This one had me puzzled for about 30 minutes. Among the three of us thinking about it, we generated three different explanations. I’m curious about many things:
- What you think we expected to happen and why we thought that
- How you are making sense of what actually happens in the simulation,
- And your thoughts about the two ways that students might have made sense of it
Setup: In the PhET simulation you can link to below, set intensity of the light to some low or mid-level. Next, adjust the wavelength such that a small amount of current is registering.
Question: What should happen to the current as you drive the wavelength smaller and smaller?
Explore: What actually happens? Is this similar or different from what you expected? If different, how are you making sense of what happens?
| Click to Run |
Further Questions (in white):
- In this experimental setup, why is there a wavelength that corresponds to a maximum current?
- What parameters is the maximum current setting dependent on? Why these parameters?
- What could you change about the experimental setup such that the current increases monotonically as wavelengths get smaller? (Does PhET simulation allow you to do this?)
Teach. Brian. Teach. 
Cool question. My prediction was that decreasing the wavelength while holding the intensity constant would reduce the number of photons per second and hence the number of electrons per second (and hence the current). That didn’t happen, though it does happen if you lower the wavelength enough.
I thought about it for a while and was given a nudge by the “show only highest energy electrons” button. I realized that as you lower the wavelength, each photon (though there are less of them) can excite deeper electrons. That’s cool!

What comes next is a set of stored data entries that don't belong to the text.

PR #2340, opened 2023-02-07
Refactor & document insertion of debugger statements into code

ianyong:
### Description

Extracts out the logic for inserting debugger statements into code as a separate function & documents the context behind why this step is being done. This change stemmed from an offline discussion with Prof @martin-henz on why the frontend is calling the `parse` function from js-slang (relevant issue: https://github.com/source-academy/js-slang/issues/1349#issuecomment-1413186253).

Related to #2339 and #2176.

### Type of change

### How to test

Check that breakpoints still function correctly. There should be no change in behaviour.


martin-henz (approved):
Nice and clear description: good that this is now properly documented

PR #2341, opened 2023-02-10
stepper's step limit restricted to even number

Ella-e:
### Description

Summary of change:
1. StepSize of stepper's step limit changed to 2.
2. auto-scale the odd step limit into the next even integer when the input box lost focus.

Motivation:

I would expect the current flow to be highest when we have photons that match one of the absorption spectral lines of the target. Indeed, for the zinc target there is a nice peak at 149nm (around 8.7 keV). The interesting thing is how many electrons we get from photons that are not as strongly absorbed.
Of course, I wonder about precisely how the modeling is done, and whether they have accurately modeled all the quantum effects. It would be much better to do this experiment in the real world.
The activphysics simulation behaves a little differently. Which one is showing the “real” physics?
ActivPhysics gives the intensity in real units (mW) while PHET leaves me wondering what exactly they mean by “intensity” as a percentage. Hmm.
Saying “differently” was a bit strong, as I can’t access the same range of wavelengths, but anyway, you don’t see the same peak in current on activphysics — either because of different physics or because you can’t get those short wavelengths.